In the production environment, we can consider secondary development of the platform to add "API" type evaluation objects. In this way, by simply passing in the API address and authentication information, any external AI service can be seamlessly connected to this powerful evaluation system, realizing the unified evaluation of the entire technology stack. This model has been implemented in LangChain
(used form a nominal expression) LangSmith
This has been practiced in LLMOps platforms such as
Step 5: Assign Markers and Tasks
Finally, select the "Little Red Book Title Review" evaluator we created.
The system will automatically parse out the three inputs required for this evaluator.
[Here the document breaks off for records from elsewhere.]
PR #4830, opened 2021-08-03
extensionrepo: add a basic reconciler

nicks:
Hello @milas, @landism,

Please review the following commits I made in branch nicks/repo2:

d54d27c14fdd6cd8fe0217fcc3dbd05152510771 (2021-08-03 17:18:11 -0400)
extensionrepo: add a basic reconciler

### DIFF
--- a/internal/controllers/core/extensionrepo/reconciler.go
+++ b/internal/controllers/core/extensionrepo/reconciler.go
@@ -2,18 +2,35 @@ package extensionrepo
 
 import (
 	"context"
+	"fmt"
+	"os"
+	"strings"
+	"time"
 
+	"github.com/tilt-dev/go-get"
+	"github.com/tilt-dev/wmclient/pkg/dirs"
 	apierrors "k8s.io/apimachinery/pkg/api/errors"
+	"k8s.io/apimachinery/pkg/types"
 	ctrl "sigs.k8s.io/controller-runtime"
 	"sigs.k8s.io/controller-runtime/pkg/builder"
 	ctrlclient "sigs.k8s.io/controller-runtime/pkg/client"
 	"sigs.k8s.io/controller-runtime/pkg/reconcile"
 
+	"github.com/tilt-dev/tilt/internal/controllers/apicmp"
+	"github.com/tilt-dev/tilt/pkg/apis"
 	"github.com/tilt-dev/tilt/pkg/apis/core/v1alpha1"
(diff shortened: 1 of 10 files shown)


internal/controllers/core/extensionrepo/reconciler.go
```diff
@@ -40,9 +65,116 @@ func (r *Reconciler) Reconcile(ctx context.Context, request reconcile.Request) (
...
+
+func getImportPath(repo *v1alpha1.ExtensionRepo) (string, error) {
+	url := repo.Spec.URL
+	if strings.HasPrefix(url, "https://") {
+		return strings.TrimPrefix(url, "https://"), nil
+	}
+	if strings.HasPrefix(url, "http://") {
+		return strings.TrimPrefix(url, "http://"), nil
+	}
+	return "", fmt.Errorf("malformed url: %v", url)
```
milas, line 179: Are you still planning on `file://` for the future?

milas (approved):

internal/controllers/core/extensionrepo/reconciler.go
landism, line 180: Maybe something like "url must start with http:// or https://"? I think it's relatively common for people to (technically incorrectly, but often practically) refer to strings without protocols as urls and the problem might not be obvious from the error message.

nicks: yes!!! I forgot about that. will leave a todo for it

internal/controllers/core/extensionrepo/reconciler.go
```diff
@@ -40,9 +65,117 @@ func (r *Reconciler) Reconcile(ctx context.Context, request reconcile.Request) (
...
+	if err != nil && !os.IsNotExist(err) {
+		return ctrl.Result{}, err
+	}
+
+	// If the destination path does not exist, download it now.
+	if os.IsNotExist(err) {
+		lastFetch := r.fetches[nn]
+		lastBackoff := r.backoffs[nn]
+		if time.Since(lastFetch) < lastBackoff {
+			return ctrl.Result{RequeueAfter: lastBackoff}, nil
```
landism, line 109: should this be `lastBackoff - time.Since(lastFetch)`? or maybe it can just skip the RequeueAfter since there's still theoretically a requeued request coming in from the call that set the backoff in the first place? I guess this probably doesn't matter in practice.

landism (approved):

We still provide the material to be corrected through "field mapping":
{{POST_CONTENT}}
→ Source Reviews (used form a nominal expression)input
Column (title).{{REFERENCE_TITLES}}
→ Source Reviews (used form a nominal expression)reference_output
Column (standard answer).{{CANDIDATE_TITLE}}
→ from previous step Subject of the review (Prompt) The output (candidate's answer).
At this point, a clear data flow of automated assessment has been constructed: the assessment set issues questions → the assessment subject answers the questions → the evaluator corrects the answer results based on the standard answers and questions.
Interpretation of the "report card", the start of the accurate optimization of the journey
Click Run Experiment and wait a few moments for a detailed evaluation report to be automatically generated.
This report provides developers with a scientific basis to say goodbye to "metaphysical tuning". It not only contains quantitative scores, but also provides detailed reasons for each evaluation, which becomes the starting point for gaining insight into the model's capabilities and driving accurate iterations.